● What to work on: Some lines below may hold the string "more". Count them and give only the total.

'''

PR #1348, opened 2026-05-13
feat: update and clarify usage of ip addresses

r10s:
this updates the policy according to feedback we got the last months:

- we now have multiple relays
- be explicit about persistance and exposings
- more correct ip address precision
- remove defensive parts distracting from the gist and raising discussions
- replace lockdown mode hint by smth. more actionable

'''

● Written response: 2